▶ Exercise directions
Every line of the data below that holds the string "setup" needs to be reported.

▶ Data
PR #7135, opened 2017-09-14
ddmd -> dmd transition

wilzbach:
Let's see what the missing bits on Windows are.
CC @RazvanN7 

Required steps

- [x] https://github.com/dlang/dmd/pull/6562
- [x] https://github.com/CyberShadow/ae/commit/13bc434ea12c90883f524818510f35970230becb
- [x] https://github.com/dlang/dmd/pull/6585
- [x] https://github.com/dlang/dmd/pull/6586
- [x] https://github.com/dlang/dmd/pull/6593
- [x] https://github.com/dlang/dmd/pull/6620
- [x] https://github.com/dlang/ci/pull/68
- [x] https://github.com/dlang/dlang.org/pull/1903
- [x] https://github.com/braddr/at-client/pull/4
- [x] https://github.com/dlang/druntime/pull/1978
- [x] https://github.com/dlang/phobos/pull/5892
- [x] https://github.com/braddr/at-client/pull/5
- [x] https://github.com/dlang/druntime/pull/1979
- [x] https://github.com/dlang/phobos/pull/5895
- [x] https://github.com/dlang/dlang.org/pull/1971

PR #6562, opened 2017-02-23
Generate all .o .deps and binaries to generated/

RazvanN7:
I created a directory src/ddmd where I moved all the files in src/, except makefiles. Other than that I modified optabgen.d to generate sources to src/ddmd/backend and I also moved tk.c to backend since it was the only .c file in src/ddmd.

I also modified the makefile to have all generated files (except .c .d and .h files - source code generated files) in a directory called generated/ which is on the root level (same level as src). After creating dmd, the executable is copied to src/dmd so that other tools aren't affected by this PR. 

Now all the other tools can be updated to use the dmd from the generated/ folder whithout causing a major stall. After all the scripts are updated to use generated/dmd/ I will issue a new PR which renames ddmd to dmd and no longer generates dmd in the src folder. This way things will get smoothly in the right direction.

This is a WIP as I only applied the modifications to the posix makefile. 

This is a duplicate of #6489 since it was more time consuming to apply these changes on that branch.

PR #7387, opened 2017-12-02
Make C++ warnings errors (i.e. -Werror) in posix.mak

JinShil:
Attempt at shepherding #7358 across the finish line.

### DIFF
--- a/src/ddmd/backend/cod1.c
+++ b/src/ddmd/backend/cod1.c
@@ -4244,17 +4244,17 @@ void pushParams(CodeBuilder& cdb,elem *e,unsigned stackalign)
         if (I32 && szb == 10)           // special case for long double constants
         {
             assert(sz == 12);
-            targ_int value = ((unsigned short *)&e->EV.Vldouble)[4];
+            targ_int value = e->EV.Vushort8[4]; // pick upper 2 bytes of Vldouble
             stackpush += sz;
             cdb.genadjesp(sz);
-            for (int i = 2; i >= 0; i--)
+            for (int i = 0; i < 3; ++i)
             {
                 unsigned reg;
                 if (reghasvalue(allregs, value, &reg))
                     cdb.gen1(0x50 + reg);           // PUSH reg
                 else
                     cdb.genc2(0x68,0,value);        // PUSH value
-                value = ((unsigned *)&e->EV.Vldouble)[i - 1];
+                value = e->EV.Vulong4[i ^ 1];       // treat Vldouble as 2 element array of 32 bit unsigned
             }
             freenode(e);
             return;
@@ -4278,7 +4278,7 @@ void pushParams(CodeBuilder& cdb,elem *e,unsigned stackalign)
 
         stackpush += sz;
         cdb.genadjesp(sz);
-        targ_uns *pi = (targ_uns *) &e->EV.Vdouble;
+        targ_uns *pi = &e->EV.Vuns;     // point to start of Vdouble
         targ_ushort *ps = (targ_ushort *) pi;
         targ_ullong *pl = (targ_ullong *)pi;
         i /= regsize;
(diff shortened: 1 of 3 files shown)


jacob-carlborg:
Aren't there any complains about the C++ files in the backend are using the `.c` extension?

ibuclaw:
> Aren't there any complains about the C++ files in the backend are using the .c extension?

That's what the testsuite will tell us.

ibuclaw:
@JinShil - Forgetting some patches?

https://github.com/dlang/dmd/pull/7358/files#diff-9b5e2f2ac206ebe201f44f8e316514bcR4247

JinShil:
> @JinShil - Forgetting some patches?

Thanks!

ibuclaw (approved):
ok, but ping @WalterBright on backend stuff.

MartinNowak:
This has broken the release builds with an older clang on OSX.

MartinNowak:
See https://github.com/dlang/dmd/pull/7430

JinShil:
> This has broken the release builds with an older clang on OSX.

Why wasn't it caught by the auto-tester?

MartinNowak:
Because that is running a newer clang version, apparently the compiler was fixed to not be so picky.

jacob-carlborg:
> Apple LLVM version 5.1 (clang-503.0.40) (based on LLVM 3.4svn)
Target: x86_64-apple-darwin12.2.0
Thread model: posix

I suggest that the compiler is updated. Clang 5 and LLVM 3.4 is pretty old. Latest version of Xcode is 9.2.

jacob-carlborg:
> This has broken the release builds with an older clang on OSX.

The same compiler that is running the tests should be building the releases. Ideally on the same computer.

wilzbach:
> I suggest that the compiler is updated. Clang 5 and LLVM 3.4 is pretty old. Latest version of Xcode is 9.2.

Good luck!
We are working since February to upgrade the auto-tester, s.t. we can finally transition from ddmd -> dmd (see e.g. https://github.com/dlang/dmd/pull/7135 or https://github.com/dlang/dmd/pull/6562).

jacob-carlborg:
How is "ddmd -> dmd" related to upgrading Clang?

wilzbach:
> How is "ddmd -> dmd" related to upgrading Clang?

It's just an example on how difficult it is to upgrade things on auto-tester.

jacob-carlborg:
Ok. Is Brad the only one with access?

braddr:
I'm the only one with access to most of the machines.  They're typically behind firewalls and on networks I don't have liberty to give direct access to.

The Feb to Now transition time for ddmd -> dmd can't be reasonably placed on me like that.  *Maybe* a month of the total time can, but the rest, sorry, no.  The rest was largely waiting for the build system and branches to be in sync enough that the changes to the build system wouldn't break every build.  I won't pull change just because they've been submitted.  They kinda have to work too.

As to the osx versions, there's three of them in the fleet, each with a different version.  I'd be happy to upgrade the oldest ones if we're deprecating support for those altogether.  The versions in place:

Darwin 13.4.0, Apple LLVM version 6.0 (clang-600.0.57) (based on LLVM 3.5svn)
Darwin 15.6.0, Apple LLVM version 8.0.0 (clang-800.0.42.1)
Darwin 16.7.0, Apple LLVM version 9.0.0 (clang-900.0.39.2)

The difficulty is that we've got a large set of platforms, several branches, and lots of project in flight and aligning them all correctly doesn't happen as fast as anyone would like.

Another great example is upgrading the freebsd supported platform from 8.x to 10 and/or 11.  I'd love to, except that the code base doesn't pass testing on them.  I even setup the auto-tester to build and test master against those platforms.  No one touched that project beyond a tiny bit of initial interest.

jacob-carlborg:
> I'm the only one with access to most of the machines. They're typically behind firewalls and on networks I don't have liberty to give direct access to.

Fair enough. Then it's also understandable why it might take longer, if only one person is responsible.

> Another great example is upgrading the freebsd supported platform from 8.x to 10 and/or 11. I'd love to, except that the code base doesn't pass testing on them. I even setup the auto-tester to build and test master against those platforms. No one touched that project beyond a tiny bit of initial interest.

I see. I would hope that upgrading just the compiler is simpler than upgrading the whole operating system.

▶ Exercise result
Another great example is upgrading the freebsd supported platform from 8.x to 10 and/or 11.  I'd love to, except that the code base doesn't pass testing on them.  I even setup the auto-tester to build and test master against those platforms.  No one touched that project beyond a tiny bit of initial interest.
> Another great example is upgrading the freebsd supported platform from 8.x to 10 and/or 11. I'd love to, except that the code base doesn't pass testing on them. I even setup the auto-tester to build and test master against those platforms. No one touched that project beyond a tiny bit of initial interest.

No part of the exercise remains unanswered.